Sleeping nine hours or more a night on a regular basis actually might be appropriate for young adults, people recovering from sleep deficits and those who are ill. It’s not clear whether sleeping so long is ideal for everyone else — but it’s almost certainly better than sleeping too little, the researchers agreed.
Getting that message across may be difficult in the U.S., where about a third of people 18 and older say they sleep six hours or less a night, according to a new federal study.
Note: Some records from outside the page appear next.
PR #835, opened 2022-01-14
chore: remove unused ts-node dependencies

blumamir:

- Following discussion [here](https://github.com/open-telemetry/opentelemetry-js-contrib/pull/712), with the great eye of @Rauno56 , It was noticed that ts-node dependency is installed but not used in `instrumentation-aws-sdk` and `browser-extension-autoinjection`.

- This PR removes these unused dependencies which can also slightly improve install and CI times.

When this PR merges, there will be no dependencies on `ts-node` in the repo


plugins/node/opentelemetry-instrumentation-aws-sdk/package.json
```diff
@@ -1,83 +1,82 @@
 {
-  "name": "@opentelemetry/instrumentation-aws-sdk",
```
dyladan, line 2: This whole file appears to be retabbed with 4 spaces instead of 2

Rauno56 (approved):

plugins/node/opentelemetry-instrumentation-aws-sdk/package.json
blumamir: Right, my IDE is automatically formatting my files. I'll fix that. Thanks for noticing

blumamir: Fixed

Flarna (approved):

dyladan (approved):

packages/opentelemetry-browser-extension-autoinjection/package.json
```diff
@@ -84,4 +83,4 @@
     "react": "17.0.2",
     "react-dom": "17.0.2"
   }
-}
+}
```
dyladan, line 86: missing trailing newline

PR #841, opened 2022-01-20
fix(aws-sdk): sns span name should be with low cardinality

YanivD:

- When using SNS to publish message to a phone number, span name contain the phone number.
According messaging spec, [span name should be of low cardinality](https://github.com/open-telemetry/opentelemetry-specification/blob/main/specification/trace/semantic_conventions/messaging.md#span-name)

- Span name will be `phone_number send` when publishing SNS to a phone number. As I implemented in [ruby's instrumentation](https://github.com/open-telemetry/opentelemetry-ruby/blob/658440f2f749f151fde393ce1654803a816f1c38/instrumentation/aws_sdk/lib/opentelemetry/instrumentation/aws_sdk/messaging_helper.rb#L22-L23)


blumamir (approved):
LGTM

Rauno56 (approved):

PR #844, opened 2022-01-21
feat(aws-sdk): add http status code attribute to aws sdk span

YanivD:

- Add `http.status_code` attribute, as discussed in Ruby repo
https://github.com/open-telemetry/opentelemetry-ruby/issues/1094
 
## Checklist

### DIFF
--- a/plugins/node/opentelemetry-instrumentation-aws-sdk/src/aws-sdk.ts
+++ b/plugins/node/opentelemetry-instrumentation-aws-sdk/src/aws-sdk.ts
@@ -57,6 +57,7 @@ import {
   removeSuffixFromStringIfExists,
 } from './utils';
 import { RequestMetadata } from './services/ServiceExtension';
+import { SemanticAttributes } from '@opentelemetry/semantic-conventions';
 
 const V3_CLIENT_CONFIG_KEY = Symbol(
   'opentelemetry.instrumentation.aws-sdk.client.config'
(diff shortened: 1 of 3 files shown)


YanivD:
This PR is not ready for review because I couldn't run `npm run test-all-versions`.
I'll mark this PR as ready for review once I'll verify it pass successfully.

blumamir (approved):

naseemkullah (approved):

plugins/node/opentelemetry-instrumentation-aws-sdk/src/aws-sdk.ts
```diff
@@ -469,9 +478,18 @@ export class AwsInstrumentation extends InstrumentationBase<typeof AWS> {
               const promiseWithResponseLogic = resultPromise
                 .then(response => {
                   const requestId = response.output?.$metadata?.requestId;
+                  const httpStatusCode =
```
NathanielRN, line 481: Nit: Wondering if we should move this variable down 2 lines so that it is closer to the if block where it is used? That’s consistent with the `extendedRequestId` Block below, and then we can leave a blank space between these?

NathanielRN (approved):
Thanks for this!

plugins/node/opentelemetry-instrumentation-aws-sdk/src/aws-sdk.ts
YanivD: Thanks for your comment. moved this variable

PR #845, opened 2022-01-23
fix(add-inst-to-dict): add more instrumentations to getNodeAutoInstru…

haddasbronfman:

The function getNodeAutoInstrumentations() doesn't return all the supported instrumentations, but only part of them. 

This PR added the missing instrumentations to the function getNodeAutoInstrumentations().

## Checklist


haddasbronfman:
This PR does not include a User ID. A new one will be opened instead.

PR #1670, opened 2023-09-07
chore(deps): upgrade @types/koa__router dependency

pauloprestes:

- The KOA router type dependency is clashing with the dependencies on the API

- ~Moving type dependencies to devDependencies~
- upgrade @types/koa__router dependency 
- Moving KoaMiddleware from `types` to `internal-types`


Flarna:
The koa types are used in the public API of the instrumenation. Therefore moving it into dev dependency requires consumers to install it.

See https://github.com/open-telemetry/opentelemetry-js-contrib/blob/main/GUIDELINES.md for more details.

pauloprestes:
> The koa types are used in the public API of the instrumenation. Therefore moving it into dev dependency requires consumers to install it otherwise typescript build would be broken.
> 
> See https://github.com/open-telemetry/opentelemetry-js-contrib/blob/main/GUIDELINES.md for more details.

Thanks for you comment and reviewing this PR. 
Given the `koa-router` in devdependencies are in `12.0.0`, I believe it is safe to upgrade the `@types/koa__router` to the same version too. I've updated this PR to upgrade it.

Could you let me know if this would cause issues?

Flarna (approved):
I think this is fine. 

Unfortunately the koa instrumenation has no maintainer anymore. Let's see what the repo maintainers decide in this regard.

pauloprestes:
Thanks for your comment @blumamir .

I've tried to move `export type KoaMiddleware` to `internal-type.ts`. To do that, I had to move other types as well, to avoid cycle references.
Let me know if the changes that I did looks correct to you.

plugins/node/opentelemetry-instrumentation-koa/src/types.ts
```diff
@@ -13,28 +13,9 @@
...
-export type KoaMiddleware = Middleware<DefaultState, KoaContext> & {
-  router?: Router;
-};
-
-export type KoaRequestInfo = {
-  context: KoaContext;
-  middlewareLayer: Middleware<DefaultState, KoaContext>;
-  layerType: KoaLayerType;
-};
+import { KoaLayerType, KoaRequestInfo } from './internal-types';
```
blumamir, line 18: `types.ts` cannot import from `internal-types.ts`, as this would include all private types in this file into the public api for the package. The other way is ok.

the `types.ts` should include everything public, which is the `KoaInstrumentationConfig` and all the tansitive types it references.

So `KoaLayerType`, `KoaRequestInfo` and `KoaMiddleware` are all part of the public API thus they must remain in `types.ts`. `KoaContext` is not used for anything public, thus it should be moved to `internal-types.ts`.

blumamir (commented):
Thanks @pauloprestes :)

You are almost there, the PR still needs a little separation between public and private types.[here](https://github.com/open-telemetry/opentelemetry-js-contrib/blob/main/GUIDELINES.md) you can find guidelines on what should go into `types.ts` and what should go into `internal-types.ts`

blumamir:
> To do that, I had to move other types as well, to avoid cycle references.

Can you elaborate on what cycle references you encountered?
The rule is that `types` CANNOT import `internal-types` but `internal-types` CAN import `types`.

pauloprestes:
> > To do that, I had to move other types as well, to avoid cycle references.
> 
> Can you elaborate on what cycle references you encountered? The rule is that `types` CANNOT import `internal-types` but `internal-types` CAN import `types`.

The issue is:
- `KoaContext` is used in the `types.ts` for `KoaRequestInfo`.
- `KoaPatchedMiddleware` declared in the `internal-types.ts` is equal to `KoaMiddleware` (declared in types.ts).

So, if we move `KoaContext` to `internal-types`, we would need to import it into `types` for `KoaRequestInfo`, that would create a cyrcle reference.

However, reading the guidelines and after knowing the rule you shared, I don't think we can move `KoaContext` to `internal-types`, as this would break the rule.

Hope it all make sense for you.

plugins/node/opentelemetry-instrumentation-koa/src/types.ts
pauloprestes: `KoaRequestInfo` uses `KoaContext`, so if I understood correct, it makes `KoaContext` used in the public API, so it can't be moved to the `internal-types`.

https://github.com/open-telemetry/opentelemetry-js-contrib/blob/main/plugins/node/opentelemetry-instrumentation-koa/src/types.ts#L34

pauloprestes:
Given the comments above, I just reverted all my last changes.

pauloprestes:
given the comments above, I've moved only `KoaMiddleware` to `internal-types`. As it seems it is the only type that doesn't need to be part of the public API.

plugins/node/opentelemetry-instrumentation-koa/src/types.ts
blumamir: You are right!
I meant to write before that only `KoaMiddleware` should be moved to `internal-types.ts` and not `KoaContext`, which is what you implemented in the latest version. Thanks again 🥇

blumamir (approved):
LGTM

Thanks again

Seems CI is broken by other package, so I will rebase and merge once CI is fixed.

pauloprestes:
> LGTM
> 
> Thanks again
> 
> Seems CI is broken by other package, so I will rebase and merge once CI is fixed.

Yeah, I notice CI was broken by other changes.
Thanks again for reviewer the PR and help with directions.

Issue #1275, opened 2022-11-08
FastifyDeprecation: Request#context property access is deprecated. Please use "Request#routeConfig" or "Request#routeSchema" instead for accessing Route settings. The "Request#context" will be removed in `fastify@5`.


stefee:
### What version of OpenTelemetry are you using?

`@opentelemetry/instrumentation-fastify@0.30.1`

### What version of Node are you using?

`v16.14.2`

### What did you do?

Node auto instrumentation on a Fastify application

### What did you expect to see?

No deprecation notices

### What did you see instead?

```
FastifyDeprecation: Request#context property access is deprecated. Please use "Request#routeConfig" or "Request#routeSchema" instead for accessing Route settings. The "Request#context" will be removed in `fastify@5`.
```

### Additional context

Request `.context` is used here:

https://github.com/open-telemetry/opentelemetry-js-contrib/blob/aff84bba1d391ec2061b8d0121ac8dd36fc1980c/plugins/node/opentelemetry-instrumentation-fastify/src/instrumentation.ts#L262

stefee:
Bump

Bruno-DaSilva:
bump :(

Uzlopak:
To fix the issue in opentelemetry, you would need to patch 

https://github.com/open-telemetry/opentelemetry-js-contrib/blob/154b30bc98ff0b848348faa18197eb7f11dcbdc4/plugins/node/opentelemetry-instrumentation-fastify/src/instrumentation.ts#L263

There I think you would need to change it to:
```js
      const handlerName = (((request as any).routeConfig || {})?.name || '').substr(6);
```

Uzlopak:
Or maybe even simpler:

```js
      const handlerName = (request as any)?.routeConfig?.name?.substr(6) || '';
```

I did not test it.

freakyfelt:
Alas that one won't work as the routeConfig does not expose the handler, so we're waiting for https://github.com/fastify/fastify/pull/4470

Uzlopak:
I closed the remaining issues in the fastify PR and requested review by @eomm

drewcorlin1:
Wouldn't this be the most type safe way to fix the warning?

```typescript
const handlerName = `${request.routeOptions.method} ${request.routeOptions.url}`;
```

freakyfelt:
> Wouldn't this be the most type safe way to fix the warning?

[...]

PR #1679, opened 2023-09-12
fix: Removed deprecated properties usage in Fastify instrumentation

seidelmartin:

Instrumentation has been using deprecated properties producing errors like `FastifyDeprecation: Request#context property access is deprecated. Please use "Request#routeConfig" or "Request#routeSchema" instead for accessing Route settings. The "Request#context" will be removed in fastify@5.`
https://github.com/open-telemetry/opentelemetry-js-contrib/issues/1275

I've added getting deprecated properties from newly introduced `routeOptions` object in fastify request. It supports also old versions that doesn't have this object exposed. It has been introduced in fastify https://github.com/fastify/fastify/releases/tag/v4.23.0

### DIFF
--- a/plugins/node/opentelemetry-instrumentation-fastify/package.json
+++ b/plugins/node/opentelemetry-instrumentation-fastify/package.json
@@ -53,13 +53,13 @@
     "@opentelemetry/sdk-trace-node": "^1.8.0",
     "@types/express": "4.17.18",
     "@types/mocha": "7.0.2",
-    "@types/node": "18.6.5",
-    "fastify": "4.18.0",
+    "@types/node": "18.15.3",
+    "fastify": "4.23.0",
     "mocha": "7.2.0",
     "nyc": "15.1.0",
     "rimraf": "5.0.5",
     "ts-mocha": "10.0.0",
-    "typescript": "4.4.4"
+    "typescript": "5.2.2"
   },
   "dependencies": {
     "@opentelemetry/core": "^1.8.0",
--- a/plugins/node/opentelemetry-instrumentation-fastify/package.json
+++ b/plugins/node/opentelemetry-instrumentation-fastify/package.json
@@ -59,7 +59,7 @@
     "nyc": "15.1.0",
     "rimraf": "5.0.5",
     "ts-mocha": "10.0.0",
-    "typescript": "5.2.2"
+    "typescript": "4.7.4"
   },
   "dependencies": {
     "@opentelemetry/core": "^1.8.0",
--- a/plugins/node/opentelemetry-instrumentation-fastify/package.json
+++ b/plugins/node/opentelemetry-instrumentation-fastify/package.json
@@ -54,12 +54,12 @@
     "@types/express": "4.17.18",
     "@types/mocha": "7.0.2",
     "@types/node": "18.15.3",
-    "fastify": "4.23.0",
+    "fastify": "4.18.0",
     "mocha": "7.2.0",
     "nyc": "15.1.0",
     "rimraf": "5.0.5",
     "ts-mocha": "10.0.0",
-    "typescript": "4.7.4"
+    "typescript": "4.4.4"
   },
   "dependencies": {
     "@opentelemetry/core": "^1.8.0",
--- a/plugins/node/opentelemetry-instrumentation-fastify/src/instrumentation.ts
+++ b/plugins/node/opentelemetry-instrumentation-fastify/src/instrumentation.ts
@@ -93,10 +93,11 @@ export class FastifyInstrumentation extends InstrumentationBase {
       }
       instrumentation._wrap(reply, 'send', instrumentation._patchSend());
 
-      const anyRequest = (request as any);
+      const anyRequest = request as any;
 
       const rpcMetadata = getRPCMetadata(context.active());
-      const routeName = anyRequest.routeOptions?.config?.url || request.routerPath;
+      const routeName =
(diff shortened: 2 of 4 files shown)


seidelmartin:
Hi @pichlermarc. I'm confused by the GH workflow failure. Is it something that fails globally or just in my PR? I've tried `main` version locally and `lerna boostrap` fails for me as well...

pichlermarc:
@seidelmartin I'm looking into it, I think it may be both. Trying it on this branch makes it fail on the fastify intrumentation's `prepare` script, but trying it on `main` makes it fail for the AWS SDK instrumentation for me. :thinking: I'm not sure yet what the cause for it is, yet; I'll keep you posted.

pichlermarc:
@seidelmartin looks like I had an old revision checked out and `main` is actually compiling fine when re-installing dependencies. I think the problem here could be that the types from `@types/mongodb` hoisted to the project root no longer compile with typescript 5 (we align typescript for this reason). Would you mind trying with the lowest possible typescript version that still compiles with fastify? :thinking: Otherwise we'll have to add `--nohoist='@types/mongodb'` when running `lerna bootstrap`.

seidelmartin:
@pichlermarc I'll try that. 👍🏻

seidelmartin:
@pichlermarc good news, after downgrading typescript to 4.7.4 all checks pass.

seidelmartin:
Alright, all 🟢.

seidelmartin:
Hi @pichlermarc, what will be the next step here to publish it as new version?

pichlermarc (commented):
Looks good, thanks @seidelmartin :slightly_smiling_face: 
Once this is merged, a release PR is created automatically. 

@blumamir do we have any specific limitations on bumping typescript for a single package in this repo? :thinking: Since this package is not 1.0 yet, we can make a breaking change like bumping it for `@opentelemetry/instrumentation-fastify` (it's needed for new versions of the package anyway). Thinking about it closer though, it'll likely affect `@opentelemetry/auto-instrumentations-node` too by possibly requiring a later version for consumers.

blumamir:
> Looks good, thanks @seidelmartin 🙂 Once this is merged, a release PR is created automatically.
> 
> @blumamir do we have any specific limitations on bumping typescript for a single package in this repo? 🤔 Since this package is not 1.0 yet, we can make a breaking change like bumping it for `@opentelemetry/instrumentation-fastify` (it's needed for new versions of the package anyway). Thinking about it closer though, it'll likely affect `@opentelemetry/auto-instrumentations-node` too by possibly requiring a later version for consumers.

To my latest understanding, if we use a newer typescript, we can break existing users with incompatible versions. But @Flarna will probably know best

Flarna:
Newer typescript versions may generated .d.ts files which are incompatible with an older typescript version.
I don't have in mind which ts version includes such problematic changes but it's not bound to major versions only. I guess a search in the issue tracker of [core repo](https://github.com/open-telemetry/opentelemetry-js) has more details.

While typescript brings a lot of benefits it adds also some compatibility burden...

An update of typescript will for sure happen with SDK 2.0.

blumamir:
Why do we need to bump the typescript version in the first place? is it so we can use `"fastify": "4.23.0"` instead of `4.18.0` to verify the tests assert this fix?

Perhaps we can keep all current dependencies as they are and use `test-all-versions` script to cover all versions instrumentation supports?

seidelmartin:
> Why do we need to bump the typescript version in the first place? is it so we can use `"fastify": "4.23.0"` instead of `4.18.0` to verify the tests assert this fix?
> 
> Perhaps we can keep all current dependencies as they are and use `test-all-versions` script to cover all versions instrumentation supports?

I've updated fastify to v4.23.0 because it exposes new properties that instrumentation uses. Otherwise it still produces a lot of deprecation warnings. I can still downgrade it but then I wouldn't be able to test my changes.

Fernandomr88:
Guys, this is generating tons of errors in production, what's the ETA of this PR?

pichlermarc:
Thanks to everyone for the feedback on the PR here. 

I've created a PR to add a `test-all-versions` script that will allow us to keep `fastify@4.18.0`/`typescript@4.4.4`, while at the same time also allowing us to test against `fastify@4.23.2`/`typescript@4.7.4` (#1710). This way we won't run into compatibility issues with users of `typescript@4.4.4`.

@seidelmartin would you mind changing the dependencies back to `fastify@4.18.0`/`typescript@4.4.4`? Once #1710 is merged we'll then automatically test against  `fastify@4.23.2` when the `pkg:instrumentation-fastify` label is applied - and once that passes we can merge this PR. :slightly_smiling_face:

seidelmartin:
Yes, I'll do that.

markrzen:
@seidelmartin You may want to rebase to main as it appears you are out-of-date.

seidelmartin:
@markrzen I've rebased to latest version. Can we proceed with it? What will be next steps?

markrzen:
@seidelmartin I don't have access to approve, I am just another contributor like yourself.

@pichlermarc Anything else to get this PR approved?

markrzen:
@open-telemetry/javascript-approvers Anyone able to review this PR? It's a fairly simple update, impactful and getting long in the tooth.

Fernandomr88:
awesome! When will this be available @ Npm?

pichlermarc:
@Fernandomr88 we released it earlier today: https://github.com/open-telemetry/opentelemetry-js-contrib/releases/tag/instrumentation-fastify-v0.32.3

PR #1680, opened 2023-09-12
fix(fastify): Use plugin name for middleware span name

mydea:
I noticed that I was getting a bunch `middleware - anonymous` spans from my fastify instrumentation. 

I think it would be more useful to see e.g. `middleware - router` or `middleware - fastify -> @fastify/multipart -> @fastify/helmet` there?


blumamir (approved):
LGTM. Thank you for the contribution

Issue #1677, opened 2023-09-12
"container.id" resource attribute is wrong


liurui-1:
### What version of OpenTelemetry are you using?
```
"telemetry.sdk.language": "nodejs",
"telemetry.sdk.version": "1.10.1",
```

Sleep deprivation is sometimes seen as a badge of the busy or a marker of determination, said Watson. He pointed to the Seattle Seahawks’ Russell Wilson, who has a famous Twitter hashtag: #NoTime2Sleep.
“It’s the zeitgeist of our times,” Watson said. “We’re trying to get at this notion that if you’re Type A, you don’t sleep. How do we change that?”
Lane Gammel, a spokesman for the Seahawks, said the hashtag is meant to emphasize hard work and dedication.
Still, sleeping less than seven hours a night is associated with all kinds of health problems: weight gain and obesity, diabetes, high blood pressure, heart disease, depression — and a higher risk of early death, the researchers found. It is also linked to decreased immune-system function, greater pain sensitivity, problems performing at work or other activities, increased errors and a higher risk of accidents, the group noted.
To determine how much sleep is enough, Watson recommended that people conduct a three-week experiment.
“Go to bed when you’re tired, wake up spontaneously when you feel rested,” he said. “Then assess how you feel during the day, how you perform during the day.”
At least seven hours of snooze time will likely boost both measures, he predicted. While caffeine and other stimulants temporarily mask the effects of fatigue, they do nothing to prevent the toll on health.
“It’s really important for people to understand there’s no substitute for sleep,” Watson said.